EXERCISE DIRECTIONS:
No record may be omitted; give all of them again exactly.

INFORMATION GIVEN:
>>>>

PR #28, opened 2020-09-28
Make REPLACE_VERSION optional when generating the CSV for the bundle.

rrati:
The first time a bundle is built there will be no version to replace,
so need to make it optional and remove references to it in the CSV.

### DIFF
--- a/deploy/bundle/Makefile
+++ b/deploy/bundle/Makefile
@@ -24,6 +24,9 @@ manifest:
 	TEMPLATE=`mktemp` ; \
 	./generate-csv-template.py > $${TEMPLATE} ; \
 	oc process --local -o yaml --raw=true IMAGE=$(OPERATOR_IMAGE) IMAGE_TAG=$(OPERATOR_IMAGE_TAG) VERSION=$(VERSION) REPLACE_VERSION=$(REPLACE_VERSION) -f $${TEMPLATE} > $(CSV)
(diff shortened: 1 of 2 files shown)


deploy/bundle/Makefile
```diff
@@ -24,6 +24,9 @@ manifest:
 	TEMPLATE=`mktemp` ; \
 	./generate-csv-template.py > $${TEMPLATE} ; \
 	oc process --local -o yaml --raw=true IMAGE=$(OPERATOR_IMAGE) IMAGE_TAG=$(OPERATOR_IMAGE_TAG) VERSION=$(VERSION) REPLACE_VERSION=$(REPLACE_VERSION) -f $${TEMPLATE} > $(CSV)
```
rporres, line 26: missing a `"\;"` at the end

deploy/bundle/Makefile
```diff
@@ -24,6 +24,9 @@ manifest:
...
+	@if [ "${REPLACE_VERSION}" == "" ]; then \
+	  sed -i.bak "/replaces/d" $(CSV); \
```
rporres, line 28: Why do you need to create a copy? you can do an in-place edit using `-i ""`

rrati: on Mac, the -i REQUIRES a copy to be made.

rrati: Actually, which we'll need to delete.  *sigh*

<<<<

TASK SOLUTION:
PR #28, opened 2020-09-28
Make REPLACE_VERSION optional when generating the CSV for the bundle.

rrati:
The first time a bundle is built there will be no version to replace,
so need to make it optional and remove references to it in the CSV.

### DIFF
--- a/deploy/bundle/Makefile
+++ b/deploy/bundle/Makefile
@@ -24,6 +24,9 @@ manifest:
 	TEMPLATE=`mktemp` ; \
 	./generate-csv-template.py > $${TEMPLATE} ; \
 	oc process --local -o yaml --raw=true IMAGE=$(OPERATOR_IMAGE) IMAGE_TAG=$(OPERATOR_IMAGE_TAG) VERSION=$(VERSION) REPLACE_VERSION=$(REPLACE_VERSION) -f $${TEMPLATE} > $(CSV)
(diff shortened: 1 of 2 files shown)


deploy/bundle/Makefile
```diff
@@ -24,6 +24,9 @@ manifest:
 	TEMPLATE=`mktemp` ; \
 	./generate-csv-template.py > $${TEMPLATE} ; \
 	oc process --local -o yaml --raw=true IMAGE=$(OPERATOR_IMAGE) IMAGE_TAG=$(OPERATOR_IMAGE_TAG) VERSION=$(VERSION) REPLACE_VERSION=$(REPLACE_VERSION) -f $${TEMPLATE} > $(CSV)
```
rporres, line 26: missing a `"\;"` at the end

deploy/bundle/Makefile
```diff
@@ -24,6 +24,9 @@ manifest:
...
+	@if [ "${REPLACE_VERSION}" == "" ]; then \
+	  sed -i.bak "/replaces/d" $(CSV); \
```
rporres, line 28: Why do you need to create a copy? you can do an in-place edit using `-i ""`

rrati: on Mac, the -i REQUIRES a copy to be made.

rrati: Actually, which we'll need to delete.  *sigh*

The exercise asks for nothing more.